EXERCISE INSTRUCTIONS >>
Print nothing but the lines below starting at the line that holds "I find it a" and ending at the line that holds "macOS. But ...", including both, each exactly as written.
[MATERIALS PROVIDED]
PR #209, opened 2019-09-26
Add GitHub actions for everything covered by Tox

brettcannon:


brettcannon:
I have no idea if this is something we want to do, but I decided to give it a shot if it was. Travis can also do this, but considering Travis has been failing since mypy was merged I'm not sure if people are paying close attention to it ATM.

pradyunsg:
Hmm... I'd really prefer that we switch over to pre-commit here (I recently did that for pip -- https://github.com/pypa/pip/pull/7078).

The configuration can be almost the same AFAICT.

xavfernandez:
I find it a little sad to duplicate `tox.ini` content... Is there somewhere an example of output when using tox directly ?

brettcannon:
@xavfernandez tox is also an annoyance as I don't know what installed Python tox will pick up. E.g. tox provides no way to say `tox -e lint` but using a specific Python interpreter so we don't use Python 2.7 on macOS. But ...

@pradyunsg fine by me if you want to hook it up since you're now the designated expert at pre-commit. 😁 So I'll just close this then to see what a pre-commit solution looks like.

brettcannon:
@xavfernandez realized that although the docs don't explicitly say it, tox will run using the Python interpreter you use to invoke it, so just used `python -m tox`.

@pradyunsg would it make sense to use these now while you move us to pre-commit? And FYI all the actions are on push to `master` only ATM.

brettcannon:
If #212 is merged then this PR is incorrect and will need to be updated to directly use pre-commit for linting. I will also probably also merge everything into a single 'lint.yml' and slim down the doc build rules since building into latex and HTML is redundant when all you care about is whether the reStructuredText files have any errors.

brettcannon:
Did you want to review this @pradyunsg before I merge it?

brettcannon:
I'm going to take silence as acceptance. 😁

pradyunsg:
LGTM -- sorry for the delay, exams weeks was going on. :)

brettcannon:
@pradyunsg I'm very aware that your participation is varied based on how much you're procrastinating for exames. 😉

pradyunsg:
Yea, it all depends on how much I feel like studying for the next subject. 😛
[/MATERIALS PROVIDED]
FINISHED TASK >>
I find it a little sad to duplicate `tox.ini` content... Is there somewhere an example of output when using tox directly ?

brettcannon:
@xavfernandez tox is also an annoyance as I don't know what installed Python tox will pick up. E.g. tox provides no way to say `tox -e lint` but using a specific Python interpreter so we don't use Python 2.7 on macOS. But ...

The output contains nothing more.